Activity: From the first line to the last, return the material exactly.
Content starts
PR #4860, opened 2017-07-17
Line numbers should be placed before dropmarkers

684sigma:
Firefox bug 1381523:
Line numbers are created after dropmarkers in some cases. They should be placed before dropmarkers.
https://bugzilla.mozilla.org/show_bug.cgi?id=1381523

### DIFF
--- a/src/display/gutters.js
+++ b/src/display/gutters.js
@@ -26,7 +26,7 @@ export function updateGutters(cm) {
 export function setGuttersForLineNumbers(options) {
   let found = indexOf(options.gutters, "CodeMirror-linenumbers")
   if (found == -1 && options.lineNumbers) {
-    options.gutters.unshift(["CodeMirror-linenumbers"])
+    options.gutters.unshift("CodeMirror-linenumbers")
   } else if (found > -1 && !options.lineNumbers) {
     options.gutters = options.gutters.slice(0)
     options.gutters.splice(found, 1)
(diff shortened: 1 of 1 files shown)


marijnh:
I don't want to change the current behavior here. If you want control over the place of the line number gutter, just include it explicitly in your `gutters` option.

684sigma:
> If you want control over the place of the line number gutter
I don't want to have any customization of that kind, I want it to work exactly as you intended, but it seems there's still a misunderstanding.
Example.

1 Open https://codemirror.net/demo/folding.html
2 Execute `editor.setOption("lineNumbers",false); //disable line numbers` in web console
3 Execute `editor.setOption("lineNumbers",true); //enable line numbers` in web console

So, before I changed line numbers option, line numbers were placed before dropmarkers, but then the order changed.

Please confirm that after toggling line numbers twice gutters should change their order.

Also, if codemirror instance initially created without line numbers, and later they were enabled, line numbers appear after dropmarker. Please confirm that it is intended order of gutters.

marijnh:
The demo sets `gutters: ["CodeMirror-linenumbers", "CodeMirror-foldgutter"]`. If you want to toggle line numbers while keeping the gutters in the same order, you have to make sure you also update the gutters option when re-enabling line numbers. The same happens with your patch, if you happen to want them on the right.

684sigma:
I see, it works as intended. Bug 1381523 is completely on Firefox side.

It seems that codemirror doesn't have or care about any "default" order of gutters. Just saying, to avoid mistakes of codemirror users (like Bug 1381523), it would be nice to have a warning about the actual behavior in the manual:
https://codemirror.net/doc/manual.html#option_lineNumbers
For example:
> Before enabling line numbers, make sure that you specified correct order of gutters, using [gutters](https://codemirror.net/doc/manual.html#option_gutters) option. (If `"CodeMirror-linenumbers"` isn't listed, it will default to be to the right of all other gutters)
Content ends
Answer to the problem:
PR #4860, opened 2017-07-17
Line numbers should be placed before dropmarkers

684sigma:
Firefox bug 1381523:
Line numbers are created after dropmarkers in some cases. They should be placed before dropmarkers.
https://bugzilla.mozilla.org/show_bug.cgi?id=1381523

### DIFF
--- a/src/display/gutters.js
+++ b/src/display/gutters.js
@@ -26,7 +26,7 @@ export function updateGutters(cm) {
 export function setGuttersForLineNumbers(options) {
   let found = indexOf(options.gutters, "CodeMirror-linenumbers")
   if (found == -1 && options.lineNumbers) {
-    options.gutters.unshift(["CodeMirror-linenumbers"])
+    options.gutters.unshift("CodeMirror-linenumbers")
   } else if (found > -1 && !options.lineNumbers) {
     options.gutters = options.gutters.slice(0)
     options.gutters.splice(found, 1)
(diff shortened: 1 of 1 files shown)


marijnh:
I don't want to change the current behavior here. If you want control over the place of the line number gutter, just include it explicitly in your `gutters` option.

684sigma:
> If you want control over the place of the line number gutter
I don't want to have any customization of that kind, I want it to work exactly as you intended, but it seems there's still a misunderstanding.
Example.

1 Open https://codemirror.net/demo/folding.html
2 Execute `editor.setOption("lineNumbers",false); //disable line numbers` in web console
3 Execute `editor.setOption("lineNumbers",true); //enable line numbers` in web console

So, before I changed line numbers option, line numbers were placed before dropmarkers, but then the order changed.

Please confirm that after toggling line numbers twice gutters should change their order.

Also, if codemirror instance initially created without line numbers, and later they were enabled, line numbers appear after dropmarker. Please confirm that it is intended order of gutters.

marijnh:
The demo sets `gutters: ["CodeMirror-linenumbers", "CodeMirror-foldgutter"]`. If you want to toggle line numbers while keeping the gutters in the same order, you have to make sure you also update the gutters option when re-enabling line numbers. The same happens with your patch, if you happen to want them on the right.

684sigma:
I see, it works as intended. Bug 1381523 is completely on Firefox side.

It seems that codemirror doesn't have or care about any "default" order of gutters. Just saying, to avoid mistakes of codemirror users (like Bug 1381523), it would be nice to have a warning about the actual behavior in the manual:
https://codemirror.net/doc/manual.html#option_lineNumbers
For example:
> Before enabling line numbers, make sure that you specified correct order of gutters, using [gutters](https://codemirror.net/doc/manual.html#option_gutters) option. (If `"CodeMirror-linenumbers"` isn't listed, it will default to be to the right of all other gutters)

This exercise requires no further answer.